Une cagnotte qui suscite l’indignation
Un autre facteur d’exaspération se dégage depuis quelques jours : la cagnotte en ligne pour soutenir le policier qui a tiré sur Nahel, qui dépasse maintenant le million d’euros. Cette démarche irrite Mélissa, une autre résidente de la ville : « Les donneurs cautionnent, à mon avis, le fait que ce policier ait pris la vie d’un enfant », clame-t-elle. « C’est un moyen de lui dire : ‘Ne t’en fais pas, même si tu es en prison maintenant, on t’a même amassé un million pour que tu puisses vivre’. »
Malgré le climat tendu qui persiste, les nuits sont devenues plus paisibles. D’après ces jeunes, cela est principalement dû à la présence massive des forces de l’ordre qui dissuadent toute velléité. Ludovic, coordinateur jeunesse à la MJC, attribue aussi ce calme à l’intervention des mères de famille qui ont appelé à l’apaisement : « Elles ont su convaincre leurs enfants de se retirer du conflit en parlant avec eux. Elles nous ont sollicités aussi en tant qu’organisme social pour aider ces jeunes. Il reste néanmoins beaucoup à faire pour apaiser durablement la situation. »

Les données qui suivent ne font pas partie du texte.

PR #198, opened 2026-06-23
test(core): closure must capture enclosing var-scoped function expressions

bpamiri:
Adds a cross-engine test (red on RustCFML, green on Lucee/ACF/BoxLang) for closure capture of an enclosing `var`-scoped **function expression**.

## Gap

A closure captures the `var`-scoped variables of its enclosing function. On Lucee/ACF/BoxLang that includes function expressions — a helper declared `var fn = function(){...}` can be called by bare name from inside a nested closure. RustCFML captures plain `var` values (string/number/struct) but **not** a `var`-scoped function expression: a bare call from inside the closure throws `Variable fn is undefined` (and even `isClosure(fn)` / a bare read throws).

## Repro (verified on v0.273.0)

```cfml
function buildScope() {
    var strVal = "captured-string";
    var fnVal  = function (x) { return "fn:" & arguments.x; };
    var out = {};
    var inner = () => {
        out.str = strVal;      // OK on RustCFML — value captured
        out.fn  = fnVal("ok"); // RustCFML: "Variable fnVal is undefined"
    };
    inner();
    return out;
}
```

Same nested closure, same enclosing `var` scope:

| Captured var | RustCFML 0.273.0 | Lucee 5.4 / ACF / BoxLang |
|---|---|---|
| `strVal` (string) | `"captured-string"` ✅ | ✅ |
| `fnVal` (function expr) | **`Variable fnVal is undefined`** 🔴 | `"fn:ok"` ✅ |

So plain-value capture already works; only function-expression capture is missing.

## Why it matters

This is the standard test-helper pattern — define a helper at the top of a specs `run()`, call it from inside `it()`/`describe()` closures. The Wheels core suite uses it widely and every such call errors on RustCFML (~21 spec failures across `migrator` and `packages`):

- `vendor/wheels/tests/specs/migrator/MigratorInfoSpec.cfc` — `var insertOrphan = function(version){...}` called from nested `it()` closures (12 failures)
- `vendor/wheels/tests/specs/packages/*` — `var $withEnv`, `var $freshCache` (9 failures)

## Test

`tests/core/test_closure_captures_local_function.cfm` — control assertion (a `var`-scoped string IS captured) passes on RustCFML, isolating function-expression capture specifically. Registered in `tests/runner.cfm` beside the other closure tests.

### DIFF
--- a/tests/core/test_closure_captures_local_function.cfm
+++ b/tests/core/test_closure_captures_local_function.cfm
@@ -1,0 +1,50 @@
+<cfscript>
+suiteBegin("Closure captures enclosing var-scoped function");
+
+// ============================================================
+// Gap surfaced laddering the Wheels framework test suite on RustCFML 0.273.0
+// ============================================================
+// A closure captures the var-scoped variables of its enclosing function. On
+// Lucee/ACF/BoxLang that includes var-scoped FUNCTION EXPRESSIONS: a helper
+// declared `var fn = function(){...}` in the outer function can be called by
+// bare name from inside a nested closure. RustCFML captures plain var VALUES
+// (strings, numbers, structs) correctly, but a var-scoped function expression
+// is NOT visible inside the closure — a bare call throws
+// "Variable 'fn' is undefined", and even isClosure(fn) / a bare read throws.
+//
+// This is the standard test-helper pattern: define a helper at the top of a
+// spec's run() and call it from inside the it()/describe() closures. The Wheels
+// core suite uses it widely (e.g. MigratorInfoSpec `var insertOrphan = ...`
+// called from nested it() closures; packages specs `var $withEnv`, `$freshCache`).
+// On RustCFML every such call errors.
+//
+// catch-body locals don't persist on every engine, so outcomes are recorded in
+// a struct FIELD.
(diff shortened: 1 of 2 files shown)


alexskinner:
Fixed in v0.278.0 (e45a253). Closures now capture an enclosing function's `var`-scoped function expressions, so a helper declared `var fn = function(){...}` is callable by bare name from inside a nested closure.

Root cause was two blanket `Function`-value exclusions in the VM (the `DefineFunction` closure-env seed/sync and the function-entry parent→locals copy) — both there to avoid the `env → Function → captured_scope → env` Arc-cycle leak. The fix captures a var-declared function expression into the closure env with `captured_scope` stripped to `None` (breaks the cycle; the helper still resolves enclosing values via the calling closure's scope), and carries those stripped helpers through at function entry. Named functions and real closures keep `captured_scope: Some(env)` so they're still skipped — no waste, no cycle.

Your test (`tests/core/test_closure_captures_local_function.cfm`) is included in the commit and is green on RustCFML and Lucee 7; the closure-env leak-guard test stays green. Thanks @bpamiri — closing as landed.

Plaidoyer pour une meilleure formation des policiers
Beaucoup à Viry-Châtillon appellent à un investissement conséquent de l’Etat dans les quartiers défavorisés et sévèrement touchés par la pauvreté. Malik est sceptique à ce sujet, car « ça sera toujours la même rengaine ». Mélissa propose néanmoins des solutions pour améliorer le recrutement et la formation des policiers. « Les examens doivent être plus rigoureux, pour déterminer si une personne est réellement apte à exercer le métier de policier ou si elle est juste attirée par l’aspect armement et finira simplement par frapper et tuer… Les policiers doivent mieux apprendre à gérer leur stress. »
Pour ces jeunes, si rien n’évolue, les émeutes reprendront. Le verdict de la justice sera également déterminant. Mélissa, Malik, Samir et Yassine sont convaincus que le policier responsable de la mort de Nahel n’écopera d’aucune sanction. « C’est toujours la même histoire. Deux poids, deux mesures », remarquent-ils tous en cœur.